Four Japanese automakers and the Tokyo electric utility have established an association to standardise electric vehicle charging and promote the installation of fast charging systems worldwide.

Toyota Motor, Nissan Motor, Mitsubishi Motors, Fuji Heavy Industries (Subaru), and the Tokyo Electric Power Company said on Monday they had formally established CHAdeMO Association and become its executive members.

CHAdeMO is an abbreviation of CHArge de MOve, equivalent to charge for moving, and is a pun for O cha demo ikaga desuka in Japanese, meaning "Let's have a tea while charging" in English.
 
Last August, Nissan, Mitsubishi, Fuji Heavy and TEPCO started a preparatory committee and Toyota subsequently joined the committee, enabling association to be established with the initial five companies as executive members.
 
The founders expect 158 business entities and government bodies, including 20 foreign companies, to join the association, such as automakers, electric utilities, charger manufacturers, charging service providers, and other supporting groups.

"The association is going to promote the electric vehicles through the efforts of technical improvements of quick chargers, standardisation activities of charging methods, and international extension of our knowledge related to quick-charger installations," CHAdeMO said.

Standardizing charging infrastructure is vital to making electric vehicles popular, TEPCO chairman Tsunehisa Katsumata said.

"We need to make this protocol a standard protocol outside of Japan," he told news agency AFP at a gathering in a Tokyo hotel.
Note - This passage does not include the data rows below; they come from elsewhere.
PR #540, opened 2023-01-16
Have set_status check is_recording in all cases

Kuroneer:
Very minor: ?is_recording macro is missing when setting status as undefined (noticed when reading the code again from https://github.com/open-telemetry/opentelemetry-erlang/pull/519)

### DIFF
--- a/apps/opentelemetry_api/src/otel_span.erl
+++ b/apps/opentelemetry_api/src/otel_span.erl
@@ -297,7 +297,7 @@ set_status(SpanCtx=#span_ctx{span_sdk={Module, _}}, Code) when ?is_recording(Spa
                                                                 Code =:= ?OTEL_STATUS_OK orelse
                                                                 Code =:= ?OTEL_STATUS_ERROR)->
     Module:set_status(SpanCtx, opentelemetry:status(Code));
-set_status(SpanCtx=#span_ctx{span_sdk={Module, _}}, undefined) ->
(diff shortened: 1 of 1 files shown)


apps/opentelemetry_api/src/otel_span.erl
```diff
@@ -297,8 +297,8 @@ set_status(SpanCtx=#span_ctx{span_sdk={Module, _}}, Code) when ?is_recording(Spa
                                                                 Code =:= ?OTEL_STATUS_OK orelse
                                                                 Code =:= ?OTEL_STATUS_ERROR)->
     Module:set_status(SpanCtx, opentelemetry:status(Code));
-set_status(SpanCtx=#span_ctx{span_sdk={Module, _}}, undefined) ->
-    Module:set_status(SpanCtx, opentelemetry:status(?OTEL_STATUS_UNSET));
+set_status(SpanCtx, undefined) ->
```
tsloughter, line 300: Thanks! But lets just do the `is_recording` check here instead of first having to construct the `status` record.

Kuroneer: Sure thing, I thought it was more readable the other way around (and I doubt it would have had any meaningful impact)

tsloughter: Yea, impact is basically nothing, I just figure its a good habit for a library like this -- unless it hurts readability a lot.

tsloughter (approved):

PR #549, opened 2023-03-04
use unique httpc profile per otlp exporter

tsloughter:


tsloughter:
I'm unsure if this is the appropriate strategy -- both how httpc profiles are done and the use of inet6fb4 by default -- so looking for feedback.

The only time ipv6 would be used in a possibly unexpected manner is if the user gives a domain for the collector that both resolves successfully to an ipv6 address and it is able to successfully open a connection to that address.

If for some reason a user really wants they can override with `http_options`.

apps/opentelemetry_exporter/src/opentelemetry_exporter.erl
```diff
@@ -198,23 +199,37 @@ init(Opts) ->
...
                         headers=Headers,
                         compression=Compression,
                         protocol=http_json}}
     end.
 
+%% use a unique httpc profile per exporter
+start_httpc(Opts) ->
+    HttpcProfile = list_to_atom(lists:concat([?MODULE, "_", erlang:pid_to_list(self())])),
+    %% by default use inet6fb4 which will try ipv6 and then fallback to ipv4 if it fails
+    HttpcOptions = lists:ukeymerge(1, maps:get(httpc_options, Opts, []), [{ipfamily, inet6fb4}]),
```
ferd, line 223:
```suggestion
    HttpcOptions = lists:ukeymerge(1, 
        lists:usort(maps:get(httpc_options, Opts, [])),
        [{ipfamily, inet6fb4}]
    ),
```
for `lists:ukeymerge/1` to work fine, both input lists need to have unique keys and be sorted.

ferd (changes requested):
Had a small change to request. May be worth considering that on many providers that do not support IPv6, there may be a perf cost to first trying and waiting to fail on DNS resolution with ipv6 before falling back to ipv4. Making it overridable is fine though.

apps/opentelemetry_exporter/src/opentelemetry_exporter.erl
tsloughter: Ah right! Thanks

tsloughter:
I figure perf cost isn't an issue since connection should just be done once on startup. But yea, if someone does end up on a system that keeps closing the socket and it has to be reopened then it'll be good they can override it.

ferd (approved):

Issue #517, opened 2022-12-09
Add general and source code attributes to spans


tsloughter:
https://github.com/open-telemetry/opentelemetry-specification/blob/main/specification/trace/semantic_conventions/span-general.md#source-code-attributes

bullno1:
I kinda need this too.

This is only possible in macro right?

tsloughter:
Correct, it would need to be done in the macros for `with_span` and `start_span`.

bullno1:
https://github.com/open-telemetry/opentelemetry-specification/blob/main/specification/trace/semantic_conventions/span-general.md#general-thread-attributes

On the topic of `thread.id` attribute, `erlang:system_info(scheduler_id)` is suggested.
While this is kind of correct, I'm not sure how useful it is compared to say: `self()`.
But formatting `self()` can have some overhead that is not always desirable.

bullno1:
On the same topic `code.function` also requires some string/binary construction from `?FUNCTION_NAME` and `?FUNCTION_ARITY`.
It's probably negligible but it's not nothing, even in the non-recording case.

There are 2 ways to go about this:

* Just format anyway.
* Introduce some sort of "lazy attributes" that's only evaluated by the span processor. `{'$lazy', fun()}`?

tsloughter:
I think just format (`lists:concat(?FUNCTION_NAME, "/", ?FUNCTION_ARITY)`) it anyway and we should look at proposing `?FUNCTION_NAME_STRING` that includes arity to OTP.

PR #550, opened 2023-03-04
Add source code attributes to Elixir tracer macros

Cantido:
This change adds thread & source code attributes spans created with the Elixir API, as described here: <https://opentelemetry.io/docs/reference/specification/trace/semantic_conventions/span-general/#general-thread-attributes>. This is related to #517, but it does not close it since I wasn't able to do the Erlang part (I don't know Erlang). I can certainly do the Elixir part though :smile:.

I tested this in a project with Jaeger, and the attributes were all correct, despite my lack of skill with macros.

### DIFF
--- a/apps/opentelemetry_api/lib/open_telemetry/tracer.ex
+++ b/apps/opentelemetry_api/lib/open_telemetry/tracer.ex
@@ -48,8 +48,7 @@ defmodule OpenTelemetry.Tracer do
     quote bind_quoted: [
             name: name,
             start_opts: opts,
-            code_attrs: code_attrs,
-            thread_id_key: thread_id_key
+            code_attrs: code_attrs
           ] do
       start_opts =
         Map.new(start_opts)
--- a/apps/opentelemetry_api/lib/open_telemetry/tracer.ex
+++ b/apps/opentelemetry_api/lib/open_telemetry/tracer.ex
@@ -28,7 +28,6 @@ defmodule OpenTelemetry.Tracer do
         end
 
       source_attrs = %{
-        Conventions.thread_id() => :erlang.system_info(:scheduler_id),
         Conventions.code_function() => code_function,
         Conventions.code_namespace() => __CALLER__.module,
         Conventions.code_filepath() => __CALLER__.file,
@@ -44,10 +43,12 @@ defmodule OpenTelemetry.Tracer do
   """
   defmacro start_span(name, opts \\ quote(do: %{})) do
     code_attrs = code_attributes() |> Macro.escape()
+    thread_id_key = Conventions.thread_id()
 
-    quote bind_quoted: [name: name, start_opts: opts, code_attrs: code_attrs] do
+    quote bind_quoted: [name: name, start_opts: opts, code_attrs: code_attrs, thread_id_key: thread_id_key] do
       start_opts =
         Map.new(start_opts)
+        |> Map.put(thread_id_key, :erlang.system_info(:scheduler_id))
         |> Map.update(:attributes, code_attrs, &Map.merge(&1, code_attrs))
 
       :otel_tracer.start_span(
@@ -65,10 +66,12 @@ defmodule OpenTelemetry.Tracer do
   """
   defmacro start_span(ctx, name, opts) do
     code_attrs = code_attributes() |> Macro.escape()
+    thread_id_key = Conventions.thread_id()
 
-    quote bind_quoted: [ctx: ctx, name: name, start_opts: opts, code_attrs: code_attrs] do
+    quote bind_quoted: [ctx: ctx, name: name, start_opts: opts, code_attrs: code_attrs, thread_id_key: thread_id_key] do
       start_opts =
         Map.new(start_opts)
+        |> Map.put(thread_id_key, :erlang.system_info(:scheduler_id))
         |> Map.update(:attributes, code_attrs, &Map.merge(&1, code_attrs))
 
       :otel_tracer.start_span(
@@ -104,11 +107,13 @@ defmodule OpenTelemetry.Tracer do
   """
   defmacro with_span(name, start_opts \\ quote(do: %{}), do: block) do
     code_attrs = code_attributes() |> Macro.escape()
+    thread_id_key = Conventions.thread_id()
 
     quote do
       code_attrs = unquote(code_attrs)
       start_opts =
         Map.new(unquote(start_opts))
+        |> Map.put(unquote(thread_id_key), :erlang.system_info(:scheduler_id))
         |> Map.update(:attributes, code_attrs, &Map.merge(&1, code_attrs))
 
       :otel_tracer.with_span(
@@ -129,11 +134,13 @@ defmodule OpenTelemetry.Tracer do
   """
   defmacro with_span(ctx, name, start_opts, do: block) do
     code_attrs = code_attributes() |> Macro.escape()
+    thread_id_key = Conventions.thread_id()
 
     quote do
       code_attrs = unquote(code_attrs)
       start_opts =
         Map.new(unquote(start_opts))
+        |> Map.put(unquote(thread_id_key), :erlang.system_info(:scheduler_id))
         |> Map.update(:attributes, code_attrs, &Map.merge(&1, code_attrs))
 
       :otel_tracer.with_span(
--- a/apps/opentelemetry_api/lib/open_telemetry/tracer.ex
+++ b/apps/opentelemetry_api/lib/open_telemetry/tracer.ex
@@ -16,12 +16,39 @@ defmodule OpenTelemetry.Tracer do
       end
   """
 
+  require OpenTelemetry.SemanticConventions.Trace
+  alias OpenTelemetry.SemanticConventions.Trace, as: Conventions
+
+  defmacrop insert_code_attributes(opts) do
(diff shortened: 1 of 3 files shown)


apps/opentelemetry_api/lib/open_telemetry/tracer.ex
```diff
@@ -16,12 +16,39 @@ defmodule OpenTelemetry.Tracer do
...
+      source_attrs = %{
+        Conventions.thread_id() => :erlang.system_info(:scheduler_id),
+        Conventions.code_function() => code_function,
+        Conventions.code_namespace() => __CALLER__.module,
+        Conventions.code_filepath() => __CALLER__.file,
+        Conventions.code_lineno() => __CALLER__.line
+      }
+
+      Map.new()
+      |> Map.update(:attributes, source_attrs, &Map.merge(&1, source_attrs))
```
tsloughter, line 39:
```suggestion
      Map.update(:attributes, source_attrs, source_attrs)
```

Isn't this the same?

tsloughter: Oh, I misread entirely :)

tsloughter: At least I think... the `&1` applies to the `&Map.merge/2`, right? And no thte pipe?

But I realize I still don't see where the original opt attributes are being merged with.

tsloughter:
Nice!

Could you add a simple test? Could even just extend one of the existing tests in `test/otel_tests.exs` to check these attributes are included in addition to attributes it passes to a start.

apps/opentelemetry_api/lib/open_telemetry/tracer.ex
Cantido: whoopsie, you're absolutely right, I was toying with that while debugging and removed the original opt attributes.

Cantido:
How can I check the attributes set in the current span? I'm having trouble finding an example.

tsloughter:
This test adds attributes and then checks they are in the outputted span https://github.com/open-telemetry/opentelemetry-erlang/blob/main/test/otel_tests.exs#L33-L46 -- could just add to that test that the source code attributes are also there.

Cantido:
Do I need to do anything special to run the tests locally? When I try to run `mix test`, I get this:

```console
$ mix test
===> Analyzing applications...
===> Compiling opentelemetry
=WARNING REPORT==== 5-Mar-2023::12:19:44.385057 ===
FORMAT ERROR: "OTLP exporter module `opentelemetry_exporter` not found. Verify you have included the `opentelemetry_exporter` dependency." - [opentelemetry_exporter]
There are no tests to run
```

Cantido:
I also checked CI, and I ran `mix test --no-start test/otel_tests.exs` and got another error.

```console
$ mix test --no-start test/otel_tests.exs
===> Analyzing applications...
===> Compiling opentelemetry

== Compilation error in file test/otel_tests.exs ==
** (RuntimeError) error parsing file /home/rosa/workspace/opentelemetry-erlang/_build/test/lib/opentelemetry/src/otel_tracer.hrl, got: {:error, :enoent}
    (elixir 1.14.3) lib/record/extractor.ex:84: Record.Extractor.read_file/2
    (elixir 1.14.3) lib/record/extractor.ex:50: Record.Extractor.extract_record/2
    test/otel_tests.exs:12: (module)
    (elixir 1.14.3) lib/kernel/parallel_compiler.ex:449: Kernel.ParallelCompiler.require_file/2
    (elixir 1.14.3) lib/kernel/parallel_compiler.ex:342: anonymous fn/5 in Kernel.ParallelCompiler.spawn_workers/7
```

tsloughter:
You may need to first run `rebar3 as test compile`.

apps/opentelemetry_api/lib/open_telemetry/tracer.ex
```diff
@@ -88,12 +133,21 @@ defmodule OpenTelemetry.Tracer do
...
   """
   defmacro with_span(ctx, name, start_opts, do: block) do
+    code_attrs = code_attributes() |> Macro.escape()
+    thread_id_key = Conventions.thread_id()
+
     quote do
+      code_attrs = unquote(code_attrs)
+      start_opts =
+        Map.new(unquote(start_opts))
+        |> Map.put(unquote(thread_id_key), :erlang.system_info(:scheduler_id))
```
tsloughter, line 143: Isn't this adding the thread id attribute to `start_opts` instead of the `attributes`?

Also, is the `Map.new` needed? 

And I'd suggest moving the `thread_id` to `code_attributes()` so it doesn't have to be duplicated, and may mean this whole pipeline can be reduced to a `Map.update`. The fewer map creations/updates the better :)

Cantido: Good catch! I'll fix that. And I'll see how removing the `Map.new` turns out.

I moved `thread_id` out of `code_attributes` because I was worried that I was getting the compile-time scheduler instead of the runtime one, so I wanted to move it to inside the `quote` block.

tsloughter: Oh, the `__CALLER__` calls work because they are macros but `:erlang.system_info(:scheduler_id)` is going to be run at compile time?

Sounds right. I get confused with this macro stuff, esp when its macros in macros :)

Cantido: Yep! I'm trying to wrap my head around macros myself, I don't work with them much.

So I tried removing the `Map.new` and the tests failed, there was a test that passes start opts as a keyword list. Since `opts` is user input and this function is dealing with it as a map, I think it's a good defensive move.

Cantido:
I got the tests figured out! Now they're actually, y'know, testing this change. Thank you for the guidance :). This should be all set for another once-over.

tsloughter:
@Cantido hey, sorry, can you add a changelog entry for this and then I'll merge it?

Or actually, I'll go merge your one changing the macros to functions and then you'll want to rebase on that.

Cantido:
Sure thing!On Mar 21, 2023, at 4:05 PM, Tristan Sloughter ***@***.***> wrote:﻿
@Cantido hey, sorry, can you add a changelog entry for this and then I'll merge it?
Or actually, I'll go merge your one changing the macros to functions and then you'll want to rebase on that.

Cantido:
Sure thing!

tsloughter:
I'm stalling a little on this because I learned almost no language does this by default.

I'm leaning towards it still being good to do always since it is only part of the macro. Manual calls to the `otel_tracer` module to start a span will not add them because it can't even if we wanted it to.

apps/opentelemetry_api/lib/open_telemetry/tracer.ex
```diff
@@ -16,17 +16,51 @@ defmodule OpenTelemetry.Tracer do
...
+    thread_id_key = Conventions.thread_id()
+
+    quote bind_quoted: [
+            name: name,
+            start_opts: opts,
+            code_attrs: code_attrs,
+            thread_id_key: thread_id_key
+          ] do
+      code_attrs = Map.put(code_attrs, thread_id_key, :erlang.system_info(:scheduler_id))
+
```
tsloughter, line 55: I know you mentioned not thinking it should be the scheduler id but the pid before. I wonder if we shouldn't just leave out the thread attribute for now. I'd like to get the pid in but not sure what attribute key to use for it yet and don't want to have our hands tied by backwards compatibility if we add this.

tsloughter: @Cantido do you think you'll have time to update this PR to remove this?

Cantido: I can certainly do that!

apps/opentelemetry_api/lib/open_telemetry/tracer.ex
```diff
@@ -88,12 +144,22 @@ defmodule OpenTelemetry.Tracer do
   See `start_span/2` and `end_span/0`.
   """
   defmacro with_span(ctx, name, start_opts, do: block) do
+    code_attrs = code_attributes() |> Macro.escape()
+    thread_id_key = Conventions.thread_id()
+
     quote do
+      code_attrs =
+        Map.put(unquote(code_attrs), unquote(thread_id_key), :erlang.system_info(:scheduler_id))
```
tsloughter, line 152: Looks like thread_id is still in here?

Cantido: My bad, I haven't had a chance to properly sit down with this and get any context back. I promise I will get to that soon.

btkostner:
Is there any work I can do here to move this forward? I've been recently migrating a code base from Spandex to OTel and getting some code attributes for easy debugging has been rather painful. It'd be really nice to get this built in and supported everywhere.

bryannaegele:
It may need to be restarted. Not sure if anything has changed in the conventions.

Implementation - we can't depend on the semconv library in the API or SDK so the attributes need to be copied in and hard coded.

Cantido:
My apologies for letting this slide. I'd be happy to take some time to remove the semconv library and make the requested changes if I can find the time.

Cantido:
Closing, this is replaced by #808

Mitsubishi Motors last year launched the i-MiEV - and has signed a deal to produce OEM versions of PSA brands Peugeot and Citroen, while Fuji Heavy markets the Subaru Plug-in Stella in Japan. Nissan is set to launch the world's first mass market electric vehicle, the Leaf, later this year while Toyota, which has so far focused on hybrids, has promised to launch its own EV by 2012. It has already begun leasing the plug-in Prius hybrid electric vehicle in some markets since late last year, a year earlier than planned.

Standardisation would require all makers to agree on the kind of charging outlet/plug and the voltage, which currently differ among firms.

"It's like establishing a common operation manual or a code that allows the charging machine to work across a broad range of electric vehicles," said Takafumi Anegawa, electric vehicle manager at TEPCO.

The Japanese government has earmarked JPY12.4bn ($13.7m) in the budget for fiscal 2010 starting in April to develop a recharging grid.

But Some officials pointed at hurdles in creating a global standard.

"It will be a big and difficult challenge for the entire world to reach the same method" in charging EVs, Toyota managing officer Koei Saga told AFP. "In the end, we may just need to adhere to the methods in each country."